Phase 3 — QA + validate

  • uv run commonplace-validate over the reviews dir — the schema conditional enforces push-activation ⇒ body contains "Read-back placement", catching tag/section mismatches.
  • Spot-check a random sample of Tier-A verdicts against source for classification accuracy.

Execution mechanics

  • Track in a dedicated ledger read-back-backfill-ledger.csv keyed by review filename (review_file,direction,tier,source_checked,notes) for the 96 processed legacy reviews — cleaner than wedging columns into systems.csv, which is keyed by system, not by review file. See the Tier-A instructions.
  • Queue: assign reviews from read-back-backfill-targets.txt. For one-by-one sub-agent execution, give each worker exactly one path from the target queue and require it to process only that path.
  • Batching: 96 reviews is fan-out-shaped. A multi-agent workflow (Phase 0 triage in parallel → Phase 1/2 per-review) is the efficient execution, but only on explicit opt-in — say "workflow" to authorize it; otherwise this proceeds as sequential one-file agent passes.
  • Guardrail: validation after each batch, not just at the end.

Do not run Phase 2 as a standalone sprint. Recommended:

  1. Now: Phase 0 + Phase 1 (the cheap one-liner sweep over all 96) as a standalone task — gives full direction coverage immediately and is the high-value, low-cost half.
  2. Riding the next review pass: Phase 2 full sections land when each shortlisted system is re-reviewed anyway (it needs source either way). This avoids a second source-read just for read-back and keeps last-checked honest.

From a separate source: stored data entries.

PR #1569, opened 2024-05-01
ppc64le: support OPENSSL_ppccap ENV variable

justsmth:
### Issues:
CryptoAlg-2425

### Description of changes: 
* Architectures for which we have custom assembly implementations need to provide a mechanism for the environment to alter the CPU capabilities that are detected at runtime.
* This PR adds support for setting a `OPENSSL_ppccap` environment variable for this purpose.

### Testing:
* Without setting the environment variable: 55ms
```
[ RUN      ] AESTest.TestVectors
[       OK ] AESTest.TestVectors (55 ms)
```
* After setting `export OPENSSL_ppccap=0x0000000000000000`: 216ms
```
[ RUN      ] AESTest.TestVectors
[       OK ] AESTest.TestVectors (216 ms)
```

### DIFF
--- a/crypto/fipsmodule/cpucap/cpu_intel.c
+++ b/crypto/fipsmodule/cpucap/cpu_intel.c
@@ -133,6 +133,8 @@ static void handle_cpu_env(uint32_t *out, const char *in) {
   const int or = in[0] == '|';
   const int skip_first_byte = invert || or;
   const int hex = in[skip_first_byte] == '0' && in[skip_first_byte+1] == 'x';
+  uint32_t intelcap0 = out[0];
+  uint32_t intelcap1 = out[1];
 
   int sscanf_result;
   uint64_t v;
@@ -146,15 +148,31 @@ static void handle_cpu_env(uint32_t *out, const char *in) {
     return;
   }
 
+  uint32_t reqcap0 = (uint32_t)(v & UINT32_MAX);
+  uint32_t reqcap1 = (uint32_t)(v >> 32);
+
+  // Detect if the user is trying to use the environment variable to set
+  // a capability that is _not_ available on the CPU.
+  // The case of invert cannot enable an unexisting capability;
+  // it can only disable an existing one.
+  if (!invert && (intelcap0 || intelcap1)) {
+    if((~intelcap0 & reqcap0) || (~intelcap1 & reqcap1)) {
+      fprintf(stderr,
+              "Fatal Error: HW capability found: 0x%02X 0x%02X, but HW capability requested: 0x%02X 0x%02X.\n",
+              intelcap0, intelcap1, reqcap0, reqcap1);
+      abort();
+    }
+  }
+
   if (invert) {
-    out[0] &= ~v;
-    out[1] &= ~(v >> 32);
+    out[0] &= ~reqcap0;
+    out[1] &= ~reqcap1;
   } else if (or) {
-    out[0] |= v;
-    out[1] |= (v >> 32);
+    out[0] |= reqcap0;
+    out[1] |= reqcap1;
   } else {
-    out[0] = v;
-    out[1] = v >> 32;
+    out[0] = reqcap0;
+    out[1] = reqcap1;
   }
 }
 
--- a/crypto/fipsmodule/cpucap/cpu_intel.c
+++ b/crypto/fipsmodule/cpucap/cpu_intel.c
@@ -156,7 +156,8 @@ static void handle_cpu_env(uint32_t *out, const char *in) {
   // The case of invert cannot enable an unexisting capability;
   // it can only disable an existing one.
   if (!invert && (intelcap0 || intelcap1)) {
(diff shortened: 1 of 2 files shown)


crypto/fipsmodule/cpucap/cpu_ppc64le.c
```diff
@@ -24,11 +24,56 @@
 #define PPC_FEATURE2_HAS_VCRYPTO 0x02000000
 #endif
 
+static void handle_cpu_env(unsigned long *out, const char *in) {
```
torben-hansen, line 27: Could put this function implementation in an internal header file instead of duplicating?

jvdsn:
I can't really test it because I don't have a ppc platform, but the code looks like what I expected.

crypto/fipsmodule/cpucap/cpu_ppc64le.c
justsmth: The existing implementations are very similar but not quite compatible with each other:
* Intel: https://github.com/aws/aws-lc/blob/33637ff1765823bef584c7959a5ef84e6f7bbc9f/crypto/fipsmodule/cpucap/cpu_intel.c#L131
* ARM64: https://github.com/aws/aws-lc/blob/33637ff1765823bef584c7959a5ef84e6f7bbc9f/crypto/fipsmodule/cpucap/cpu_aarch64.c#L8

This implementation does appear to be compatible with "Intel", except the "Intel" implementation assumes little-endian while this one should also work for big-endian.

nebeid: Do we want to handle in intel and ppc the case of trying to enable a non-existent capability as in arm https://github.com/aws/aws-lc/blob/33637ff1765823bef584c7959a5ef84e6f7bbc9f/crypto/fipsmodule/cpucap/cpu_aarch64.c#L27

skmcgrail:
Does this need any any special handling in the delocater? I feel like armcap and ia32 both have special delocate logic handling. Not sure if FIPS is in play for this architecture in question.

justsmth:
> Does this need any any special handling in the delocater? I believe `OPENSSL_armcap_P` and `OPENSSL_ia32cap_P` both have special delocate logic handling. Not sure if FIPS is in play for this architecture in question.

Since this change is only updating the implementation of `OPENSSL_cpuid_setup` so it can be affected by an environment variable, I don't anticipate it having any impact on the delocater. There are no changes to where/how `OPENSSL_ppc64le_hwcap2` is stored.

crypto/fipsmodule/cpucap/cpu_ppc64le.c
justsmth: > Do we want to handle in intel and ppc the case of trying to enable a non-existent capability as in arm.

This would invalidate the "OR" use-case [here](https://github.com/aws/aws-lc/blob/33637ff1765823bef584c7959a5ef84e6f7bbc9f/crypto/fipsmodule/cpucap/cpu_intel.c#L152) unless it's likewise safe to ignore the existing `out` values when they are `0`.

justsmth: Added rejection logic in latest commit.

crypto/fipsmodule/cpucap/cpu_intel.c
```diff
@@ -133,28 +133,47 @@ static void handle_cpu_env(uint32_t *out, const char *in) {
...
 
+  uint32_t reqcap0 = (uint32_t)(v & UINT32_MAX);
+  uint32_t reqcap1 = (uint32_t)(v >> 32);
+
+  // Detect if the user is trying to use the environment variable to set
+  // a capability that is _not_ available on the CPU.
+  // The case of invert cannot enable an unexisting capability;
+  // it can only disable an existing one.
+  if (!invert && (intelcap0 || intelcap1)) {
+    // Still allow RDRAND bit to be set for testing
```
torben-hansen, line 159: I think you mean that this reserved bit indicates Intel cpu?

justsmth: Ahh.. you're right!  I update the comment.

nebeid: This is not very clear to me. We could have disabled the RDRAND, e.g. in https://github.com/aws/aws-lc/blob/5cd1b450cdddafa080f40ba666df5fdfd162eaab/crypto/fipsmodule/cpucap/cpu_intel.c#L220-L225 and still allow the environment variable to set it?

justsmth: The RDRAND (ecx) bit is different.  The bit we're allowing to be set is the one that indicated "intel", which is the flag unset by this line: https://github.com/aws/aws-lc/blob/5cd1b450cdddafa080f40ba666df5fdfd162eaab/crypto/fipsmodule/cpucap/cpu_intel.c#L249

nebeid (approved):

This matches the default already recorded in the read-back-placement workshop: new reviews carry the section; existing ones get the one-liner now, full section on re-review.

Definition of done

  • All 96 in-scope legacy reviews have a direction verdict or an explicit unclear flag.
  • Every engineered-activation system that has been re-reviewed has a full section + push-activation tag.
  • read-back-backfill-ledger.csv reflects per-review status for the 96 processed legacy reviews.
  • Validation passes clean across the reviews dir.
  • (Until Phase 2 fully rides out the review pass, "done" for full sections is tracked per-system, not as a single sprint completion.)

Risks / cautions

  • Honesty of freshness — the main trap. Batch tooling must be wired so Tier A cannot bump last-checked. Treat any Tier-A edit that touches freshness metadata as a bug.
  • Learning ≠ activation — don't auto-promote trace-derived reviews to push-activation; classify activation on its own evidence.
  • Library under-determination — for SDK/library reviews, the repo may show only pull primitives; report capability, don't assert deployed push, and don't force a Tier-B section where the host wiring is invisible.
  • Silent truncation — if a run caps coverage (e.g. top-N), log what was skipped; partial coverage must not read as complete.